I'm old enough to see this process in action; I used to be young and in possession of esoteric knowledge that made me infinitely in demand and now most of the things that young people have esoteric knowledge about is things that I don't particularly care about, and I'm left with a lot of finely honed skills to solve problems that have mostly been abstracted away.
TOtor0ugh20 uur geleden
It is no small feat to put in words that we are losing something almost as quickly as we are gaining something. The undertone, despite leaning into nostalgia boils down to losing control and this uneasiness I feel growing daily. It is already shocking to a certain degree seeing very young people not being able to use a computer in the narrow sense because all they ever learned was touch interfaces and apps. Curated content, curated interfaces - everything that resembles some kind of hardship ironed out in thousand steps of iterations to appease the market which means the lowest common denominator.
But I also see that the people who can create the absolute most and the good things and the working things and the maintainable things nowadays are the people that have gained a tool, but not lost the knowledge of the medium we are using it on because we are tied to this old world so perfectly put under the spotlight in this blog post.
STStefan-H20 uur geleden
There was a sweet spot with computer technologies for some decades where hobbyists could afford to experiment and even push the envelope in the nascent field of computing - similar to genetic radiation, many niches were formed and rapidly filled. The computing biome has evolved to the point where most entities are not operating at the low-level abstractions that were once the only means of interacting with the computing environment, instead they operate now at the highest levels of abstraction we are capable, so called "natural language".

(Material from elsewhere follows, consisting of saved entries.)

PR #876, opened 2020-10-01
fix(panel): safely access state in mapStateToCanRefine

### LINKED ISSUE #874: Cannot read property 'count' of undefined on refinement components

Haroenv:
Most of the widgets were assuming the shape of state is always "right", but since #871 it is also called with an empty object. This PR does the following things:

- changes all widgets to work correctly with empty object
- makes sure always a boolean is returned from mapStateToCanRefine to make tests easier
- make tests of mapStateToCanRefine consistent, as well as adding a unit test to each of the methods using `{}` as state

closes #875 
fixes #874

### DIFF
--- a/src/components/__tests__/Menu.js
+++ b/src/components/__tests__/Menu.js
@@ -332,7 +332,8 @@ it('calls the Panel mixin with `canRefine`', () => {
       canRefine: false,
     },
   });
-     expect(mapStateToCanRefine()).toBe(false); 
+  expect(mapStateToCanRefine()).toBe(false);
+
   expect(wrapper.vm.mapStateToCanRefine({})).toBe(false);
 });
 


src/components/__tests__/__snapshots__/RefinementList.js.snap
```diff
@@ -2,7 +2,7 @@
 
 exports[`allows search bar classes override when it's searchable 1`] = `
 
-<div class="ais-RefinementList ais-RefinementList--noRefinement">
+<div class="ais-RefinementList">
```
Haroenv, line 5: this is because the test used to be wrong (didn't pass `canRefine` in defaultState)

src/components/__tests__/Menu.js
```diff
@@ -313,27 +313,27 @@ describe('default render', () => {
...
-    });
+  expect(mapStateToCanRefine()).toBe(true);
 
-    expect(mapStateToCanRefine()).toBe(false);
+  wrapper.setData({
+    state: {
+      canRefine: false,
+    },
   });
+
```
eunjae-lee, line 335:
```suggestion
     expect(mapStateToCanRefine()).toBe(false); 
```

I guess this was deleted by accident?

eunjae-lee (approved):
Looks good to me 🙌

src/components/__tests__/Menu.js
Haroenv: yep, thanks!

yannickcr (approved):

src/components/__tests__/Menu.js
```diff
@@ -313,27 +313,27 @@ describe('default render', () => {
...
+  expect(mapStateToCanRefine()).toBe(true);
 
-    expect(mapStateToCanRefine()).toBe(false);
+  wrapper.setData({
+    state: {
+      canRefine: false,
+    },
   });
+     expect(mapStateToCanRefine()).toBe(false); 
+  expect(wrapper.vm.mapStateToCanRefine({})).toBe(false);
```
Haroenv, line 336:
```suggestion
  expect(mapStateToCanRefine()).toBe(false);

  expect(wrapper.vm.mapStateToCanRefine({})).toBe(false);
```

"The difficulty was the knowledge. You came to know that machine the way you come to know anything that pushes back. The resistance was the whole medium. You only ever know the things that you can lose to."
We who grew up in this era formed a hands-on engineer's knowledge of these systems, built from experience and practice, learning these layers of abstraction as the bleeding edge developed. Many these days have entered into a world where there are easy answers abound, they just might not be right, and one has to gauge how much they care about correctness.
STsteelframe20 uur geleden
I'm one of the greybeards who has the 2400 BAUD modem negotiation tone sequences emblazened in my neurons.
For a while I've been meaning to set up some Wireguard connections among some of my systems. Being as busy as I am with work and family, I've relinquished that to Tailscale for now.
Sure, I could have sat down and jumped through the hoops to get everything set up and working across my various hosts, including network routes, firewall rules, key pairs, systemd units, and so forth. But the "cheap and easy" alternative was right there and worked (except when it forces re-authentication).
With LLM agents, I was able to effortlessly analyze my existing network and produce tailored scripts to do precisely what I wanted. All I had to do was review the scripts for potential security issues and what not. Looking at the script, there are 3 or 4 specific tweaks that needed to be made to my network routing rules given my network topology. I could have read a few man pages and iterated on the script by hand to eventually get there after maybe an hour or two of futzing.
The availability and effectiveness of the agents is simply too tempting for me. I'm not sure what this means about my skillset, or if that even matters any more. I am fairly confident that, so long as my brain still works well enough, I'll always be able to RTFM and figure things like this out myself. At this rate I wonder whether my kids will have the same ability. And I also wonder how much that will matter.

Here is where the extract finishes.